_Requirement_
Print the listing exactly.

_Dataset extract_
···

PR #6474, opened 2026-08-03
Thumb version adjustments: no omero pyramids

pwalczysko:
# What this PR does

Adjusts the ``OmeroPy/test/Integration/test_thumbs.py`` tests for env with no PixelData service.

# Testing this PR
- Check Jenkins passes. 
- Check sanity of exclusion and clarity of comments.
- Judge if some additional tests should be created to replace ``testThumbnailVersion`` -> such as tests importing an image WITH pyramids and testing a generation and a version of its thumb. 

# Related reading

See https://github.com/ome/openmicroscopy/issues/6470

PR #6475, opened 2026-08-03
Thumb version test adjustments - replaces #6474

pwalczysko:
# What this PR does

- Adjusts the ``OmeroPy/test/Integration/test_thumbs.py`` tests for env with no PixelData service.
- Skips only one test in this file, because it is the only one fully dependent on omero pyramid generation.

# Testing this PR
- Check Jenkins passes. 
- Check sanity of exclusion and clarity of comments.
- Judge if some additional tests should be created to replace ``testThumbnailVersion`` -> such as tests importing an image WITH pyramids and testing a generation and a version of its thumb. 

# Related reading

See https://github.com/ome/openmicroscopy/issues/6470


sbesson (approved):
Tests previously failing due to the lack of pyramid generation are now skipped as expected https://merge-ci.openmicroscopy.org/jenkins/job/OMERO-test-integration/43/testReport/OmeroPy.test.integration.test_thumbs/TestThumbs/

I think this is fine to merge as it. Additional scenarios could be added to test thumbnail generation for pyramidal file formats but this is outside the scope of this work.

PR #6450, opened 2026-03-25
Add omero-zarr-pixel-buffer

dominikl:
I'd strongly suggest to add the omero-zarr-pixel-buffer to the omero.server build. Like mentioned in https://github.com/glencoesoftware/omero-zarr-pixel-buffer?tab=readme-ov-file#installation .

The current version 0.6.1 only has 5 additional dependencies. But with Zarr v3 support and move to AWS SDK v2 (https://github.com/ome/omero-zarr-pixel-buffer/pull/13 ) there will be 61 (mostly because AWS SDK v2 is highly modularised in contrast to v1). It would also make it much easier to test in CI.

/cc @jburel

PR #6478, opened 2026-08-21
Add omero-zarr-pixel-buffer

dominikl:
Same as #6450 .

Had to close the other one, because it seemed to have some kind of hidden "failed" flag which prevented scc from merging it, even after several all successful rebuilds.

### DIFF
--- a/etc/ivysettings.xml
+++ b/etc/ivysettings.xml
@@ -85,6 +85,10 @@
           usepoms="true" useMavenMetadata="true"
           m2compatible="true"
           root="https://nexus.senbox.net/nexus/content/groups/public/"/>
+      <ibiblio name="gs-artifactory" cache="maven"
+          usepoms="true" useMavenMetadata="true"
+          m2compatible="true"
+          root="https://artifacts.glencoesoftware.com/artifactory/omero-plus/"/>
 
     <!-- Main resolver which has as its first resolver the location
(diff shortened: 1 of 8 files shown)


etc/ivysettings.xml
```diff
@@ -85,6 +85,10 @@
           usepoms="true" useMavenMetadata="true"
           m2compatible="true"
           root="https://nexus.senbox.net/nexus/content/groups/public/"/>
```
sbesson, line 87: We should be able to clean up the `bc.releases` resolver and the associated `chain` resolver below

etc/omero.properties
```diff
@@ -242,6 +242,9 @@ versions.velocity=1.4
 versions.omero-pypi=https://pypi.io/packages/source/o/PACKAGE
 versions.omero-scripts-url=${versions.omero-pypi}
 
+# hard coded, should not be picked up by scc for now!
+versions.omero-zarr-pixel-buffer=0.7.1
```
sbesson, line 246: Should this moved to the section below (alongside `versions.omero-blitz` and `versions.omero-gateway` for consistency?

sbesson (commented):
A few additional cleanup/organization suggestions but overall the proposed changes are consistent with the way Glencoe has been building OMERO.server with omero-zarr-pixel-buffer and all its dependencies included.

PR #120, opened 2017-09-24
Build as ES module as well as CommonJS

nolanlawson:
I can see this project is in active development, but I thought this PR may be useful to you, even just as a proof of concept.

In the [Mastodon](https://github.com/tootsuite/mastodon) project we are currently integrating `emoji-mart`, but we'd like to avoid the situation where we need to load the entire module (921kB) for all users. We use `emojiIndex` extensively, but the picker itself is only needed on-demand. So in principle, if `emoji-mart` were distributed as an ES module (with `"module"` declared in `package.json`), then we'd be able to do:

```js
import { emojiIndex } from 'emoji-picker'
```

...and [Webpack tree-shaking](https://webpack.js.org/guides/tree-shaking/) would take care of the rest.

I'm not sure if the current master is a good representation of what you intend to ship in `dist` (e.g. with raw `.svg` files?), but if so then this PR would be a reasonable approach to build both CommonJS and ES modules. Essentially it builds a `dist/cjs` directory (referenced by `"main"` in `package.json`) and then also a `dist/es` directory (referenced by `"module"` in `packagejson`). Webpack 2+ should pick up on the `"module"` version and thus allow for tree-shaking.

### DIFF
--- a/.babelrc
+++ b/.babelrc
@@ -12,7 +12,6 @@
     "transform-es2015-for-of",
     "transform-es2015-function-name",
     "transform-es2015-literals",
-    "transform-es2015-modules-commonjs",
     "transform-es2015-object-super",
     "transform-es2015-parameters",
     "transform-es2015-shorthand-properties",
@@ -40,5 +39,12 @@
         }
       }
     ]
-  ]
+  ],
+  "env": {
+    "cjs": {
+      "plugins": [
+        "transform-es2015-modules-commonjs"
+      ]
+    }
+  }
 }
--- a/.gitignore
+++ b/.gitignore
@@ -1,3 +1,4 @@
 node_modules/
 dist/
+dist-es/
 bundle.js
--- a/package.json
+++ b/package.json
@@ -3,6 +3,7 @@
   "version": "2.0.1",
   "description": "Customizable Slack-like emoji picker for React",
   "main": "dist/index.js",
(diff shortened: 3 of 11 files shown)


EtienneLem:
👋 Thanks for the contribution!

I understand and the Webpack tree-shaking sure sounds very interesting. I’m no Webpack pro, but given EmojiMart `src` files are already using `import` & `export`, would it work just by setting `"module": "src/index.js"`?

nolanlawson:
Sort of. If you do that, then your consumers would have to understand that when they use `dist` then they don't need any webpack loaders or babel plugins, whereas for `src` they do. I believe the optimal is to pre-apply the SVG-to-JSX transformation, Babel transformations, etc. and then produce both a CJS and an ESM build.

nolanlawson:
OK, I cleaned up and rebased this PR so that it writes to a new `dist-es/` directory, to maintain backwards compat for people who may already be using `dist/` in emoji-mart 2.x.

Incidentally, having an ESM build also makes the uglified webpack build slightly smaller:

```
648K	out-cjs.min.js
644K	out-es.min.js
```

You can test using e.g. `webpack --entry path/to/emoji-mart/dist/index.js --output-filename out.js && uglify-js -mc < out.js > out.min.js`.

EtienneLem:
I understand, makes sense! Thanks 🤘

···

_Problem solution_
PR #6474, opened 2026-08-03
Thumb version adjustments: no omero pyramids

pwalczysko:
# What this PR does

Adjusts the ``OmeroPy/test/Integration/test_thumbs.py`` tests for env with no PixelData service.

# Testing this PR
- Check Jenkins passes. 
- Check sanity of exclusion and clarity of comments.
- Judge if some additional tests should be created to replace ``testThumbnailVersion`` -> such as tests importing an image WITH pyramids and testing a generation and a version of its thumb. 

# Related reading

See https://github.com/ome/openmicroscopy/issues/6470

PR #6475, opened 2026-08-03
Thumb version test adjustments - replaces #6474

pwalczysko:
# What this PR does

- Adjusts the ``OmeroPy/test/Integration/test_thumbs.py`` tests for env with no PixelData service.
- Skips only one test in this file, because it is the only one fully dependent on omero pyramid generation.

# Testing this PR
- Check Jenkins passes. 
- Check sanity of exclusion and clarity of comments.
- Judge if some additional tests should be created to replace ``testThumbnailVersion`` -> such as tests importing an image WITH pyramids and testing a generation and a version of its thumb. 

# Related reading

See https://github.com/ome/openmicroscopy/issues/6470


sbesson (approved):
Tests previously failing due to the lack of pyramid generation are now skipped as expected https://merge-ci.openmicroscopy.org/jenkins/job/OMERO-test-integration/43/testReport/OmeroPy.test.integration.test_thumbs/TestThumbs/

I think this is fine to merge as it. Additional scenarios could be added to test thumbnail generation for pyramidal file formats but this is outside the scope of this work.

PR #6450, opened 2026-03-25
Add omero-zarr-pixel-buffer

dominikl:
I'd strongly suggest to add the omero-zarr-pixel-buffer to the omero.server build. Like mentioned in https://github.com/glencoesoftware/omero-zarr-pixel-buffer?tab=readme-ov-file#installation .

The current version 0.6.1 only has 5 additional dependencies. But with Zarr v3 support and move to AWS SDK v2 (https://github.com/ome/omero-zarr-pixel-buffer/pull/13 ) there will be 61 (mostly because AWS SDK v2 is highly modularised in contrast to v1). It would also make it much easier to test in CI.

/cc @jburel

PR #6478, opened 2026-08-21
Add omero-zarr-pixel-buffer

dominikl:
Same as #6450 .

Had to close the other one, because it seemed to have some kind of hidden "failed" flag which prevented scc from merging it, even after several all successful rebuilds.

### DIFF
--- a/etc/ivysettings.xml
+++ b/etc/ivysettings.xml
@@ -85,6 +85,10 @@
           usepoms="true" useMavenMetadata="true"
           m2compatible="true"
           root="https://nexus.senbox.net/nexus/content/groups/public/"/>
+      <ibiblio name="gs-artifactory" cache="maven"
+          usepoms="true" useMavenMetadata="true"
+          m2compatible="true"
+          root="https://artifacts.glencoesoftware.com/artifactory/omero-plus/"/>
 
     <!-- Main resolver which has as its first resolver the location
(diff shortened: 1 of 8 files shown)


etc/ivysettings.xml
```diff
@@ -85,6 +85,10 @@
           usepoms="true" useMavenMetadata="true"
           m2compatible="true"
           root="https://nexus.senbox.net/nexus/content/groups/public/"/>
```
sbesson, line 87: We should be able to clean up the `bc.releases` resolver and the associated `chain` resolver below

etc/omero.properties
```diff
@@ -242,6 +242,9 @@ versions.velocity=1.4
 versions.omero-pypi=https://pypi.io/packages/source/o/PACKAGE
 versions.omero-scripts-url=${versions.omero-pypi}
 
+# hard coded, should not be picked up by scc for now!
+versions.omero-zarr-pixel-buffer=0.7.1
```
sbesson, line 246: Should this moved to the section below (alongside `versions.omero-blitz` and `versions.omero-gateway` for consistency?

sbesson (commented):
A few additional cleanup/organization suggestions but overall the proposed changes are consistent with the way Glencoe has been building OMERO.server with omero-zarr-pixel-buffer and all its dependencies included.

PR #120, opened 2017-09-24
Build as ES module as well as CommonJS

nolanlawson:
I can see this project is in active development, but I thought this PR may be useful to you, even just as a proof of concept.

In the [Mastodon](https://github.com/tootsuite/mastodon) project we are currently integrating `emoji-mart`, but we'd like to avoid the situation where we need to load the entire module (921kB) for all users. We use `emojiIndex` extensively, but the picker itself is only needed on-demand. So in principle, if `emoji-mart` were distributed as an ES module (with `"module"` declared in `package.json`), then we'd be able to do:

```js
import { emojiIndex } from 'emoji-picker'
```

...and [Webpack tree-shaking](https://webpack.js.org/guides/tree-shaking/) would take care of the rest.

I'm not sure if the current master is a good representation of what you intend to ship in `dist` (e.g. with raw `.svg` files?), but if so then this PR would be a reasonable approach to build both CommonJS and ES modules. Essentially it builds a `dist/cjs` directory (referenced by `"main"` in `package.json`) and then also a `dist/es` directory (referenced by `"module"` in `packagejson`). Webpack 2+ should pick up on the `"module"` version and thus allow for tree-shaking.

### DIFF
--- a/.babelrc
+++ b/.babelrc
@@ -12,7 +12,6 @@
     "transform-es2015-for-of",
     "transform-es2015-function-name",
     "transform-es2015-literals",
-    "transform-es2015-modules-commonjs",
     "transform-es2015-object-super",
     "transform-es2015-parameters",
     "transform-es2015-shorthand-properties",
@@ -40,5 +39,12 @@
         }
       }
     ]
-  ]
+  ],
+  "env": {
+    "cjs": {
+      "plugins": [
+        "transform-es2015-modules-commonjs"
+      ]
+    }
+  }
 }
--- a/.gitignore
+++ b/.gitignore
@@ -1,3 +1,4 @@
 node_modules/
 dist/
+dist-es/
 bundle.js
--- a/package.json
+++ b/package.json
@@ -3,6 +3,7 @@
   "version": "2.0.1",
   "description": "Customizable Slack-like emoji picker for React",
   "main": "dist/index.js",
(diff shortened: 3 of 11 files shown)


EtienneLem:
👋 Thanks for the contribution!

I understand and the Webpack tree-shaking sure sounds very interesting. I’m no Webpack pro, but given EmojiMart `src` files are already using `import` & `export`, would it work just by setting `"module": "src/index.js"`?

nolanlawson:
Sort of. If you do that, then your consumers would have to understand that when they use `dist` then they don't need any webpack loaders or babel plugins, whereas for `src` they do. I believe the optimal is to pre-apply the SVG-to-JSX transformation, Babel transformations, etc. and then produce both a CJS and an ESM build.

nolanlawson:
OK, I cleaned up and rebased this PR so that it writes to a new `dist-es/` directory, to maintain backwards compat for people who may already be using `dist/` in emoji-mart 2.x.

Incidentally, having an ESM build also makes the uglified webpack build slightly smaller:

```
648K	out-cjs.min.js
644K	out-es.min.js
```

You can test using e.g. `webpack --entry path/to/emoji-mart/dist/index.js --output-filename out.js && uglify-js -mc < out.js > out.min.js`.

EtienneLem:
I understand, makes sense! Thanks 🤘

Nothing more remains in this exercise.